- Study material -
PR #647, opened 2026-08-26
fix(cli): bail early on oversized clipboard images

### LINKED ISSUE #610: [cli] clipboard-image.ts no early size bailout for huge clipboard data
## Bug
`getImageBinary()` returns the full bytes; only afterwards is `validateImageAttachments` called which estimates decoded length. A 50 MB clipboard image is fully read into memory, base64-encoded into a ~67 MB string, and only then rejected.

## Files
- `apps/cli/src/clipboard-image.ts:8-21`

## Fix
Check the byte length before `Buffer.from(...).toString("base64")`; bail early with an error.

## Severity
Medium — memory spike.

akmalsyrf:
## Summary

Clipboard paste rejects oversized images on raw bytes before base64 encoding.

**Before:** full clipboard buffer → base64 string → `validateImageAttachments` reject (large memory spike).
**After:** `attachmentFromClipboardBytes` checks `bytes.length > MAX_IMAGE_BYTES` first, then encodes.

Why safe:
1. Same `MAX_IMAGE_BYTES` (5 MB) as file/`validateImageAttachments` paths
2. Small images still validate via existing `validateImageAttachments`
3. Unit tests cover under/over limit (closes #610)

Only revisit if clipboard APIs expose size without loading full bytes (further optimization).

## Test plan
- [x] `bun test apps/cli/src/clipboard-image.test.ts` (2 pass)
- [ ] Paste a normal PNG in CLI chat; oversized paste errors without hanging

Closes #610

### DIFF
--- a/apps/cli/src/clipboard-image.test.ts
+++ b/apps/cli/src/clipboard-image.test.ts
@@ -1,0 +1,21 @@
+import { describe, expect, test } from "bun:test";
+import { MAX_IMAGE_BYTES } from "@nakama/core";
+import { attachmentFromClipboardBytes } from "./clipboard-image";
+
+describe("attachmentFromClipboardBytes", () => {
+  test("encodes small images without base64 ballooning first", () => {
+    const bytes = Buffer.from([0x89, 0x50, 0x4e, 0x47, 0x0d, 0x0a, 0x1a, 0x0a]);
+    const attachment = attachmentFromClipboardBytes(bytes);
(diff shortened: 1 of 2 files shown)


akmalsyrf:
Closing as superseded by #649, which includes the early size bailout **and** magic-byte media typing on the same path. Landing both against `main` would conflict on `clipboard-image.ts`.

- What you should do -
Write the material out exactly, with nothing left out.

- Written answer -
PR #647, opened 2026-08-26
fix(cli): bail early on oversized clipboard images

### LINKED ISSUE #610: [cli] clipboard-image.ts no early size bailout for huge clipboard data
## Bug
`getImageBinary()` returns the full bytes; only afterwards is `validateImageAttachments` called which estimates decoded length. A 50 MB clipboard image is fully read into memory, base64-encoded into a ~67 MB string, and only then rejected.

## Files
- `apps/cli/src/clipboard-image.ts:8-21`

## Fix
Check the byte length before `Buffer.from(...).toString("base64")`; bail early with an error.

## Severity
Medium — memory spike.

akmalsyrf:
## Summary

Clipboard paste rejects oversized images on raw bytes before base64 encoding.

**Before:** full clipboard buffer → base64 string → `validateImageAttachments` reject (large memory spike).
**After:** `attachmentFromClipboardBytes` checks `bytes.length > MAX_IMAGE_BYTES` first, then encodes.

Why safe:
1. Same `MAX_IMAGE_BYTES` (5 MB) as file/`validateImageAttachments` paths
2. Small images still validate via existing `validateImageAttachments`
3. Unit tests cover under/over limit (closes #610)

Only revisit if clipboard APIs expose size without loading full bytes (further optimization).

## Test plan
- [x] `bun test apps/cli/src/clipboard-image.test.ts` (2 pass)
- [ ] Paste a normal PNG in CLI chat; oversized paste errors without hanging

Closes #610

### DIFF
--- a/apps/cli/src/clipboard-image.test.ts
+++ b/apps/cli/src/clipboard-image.test.ts
@@ -1,0 +1,21 @@
+import { describe, expect, test } from "bun:test";
+import { MAX_IMAGE_BYTES } from "@nakama/core";
+import { attachmentFromClipboardBytes } from "./clipboard-image";
+
+describe("attachmentFromClipboardBytes", () => {
+  test("encodes small images without base64 ballooning first", () => {
+    const bytes = Buffer.from([0x89, 0x50, 0x4e, 0x47, 0x0d, 0x0a, 0x1a, 0x0a]);
+    const attachment = attachmentFromClipboardBytes(bytes);
(diff shortened: 1 of 2 files shown)


akmalsyrf:
Closing as superseded by #649, which includes the early size bailout **and** magic-byte media typing on the same path. Landing both against `main` would conflict on `clipboard-image.ts`.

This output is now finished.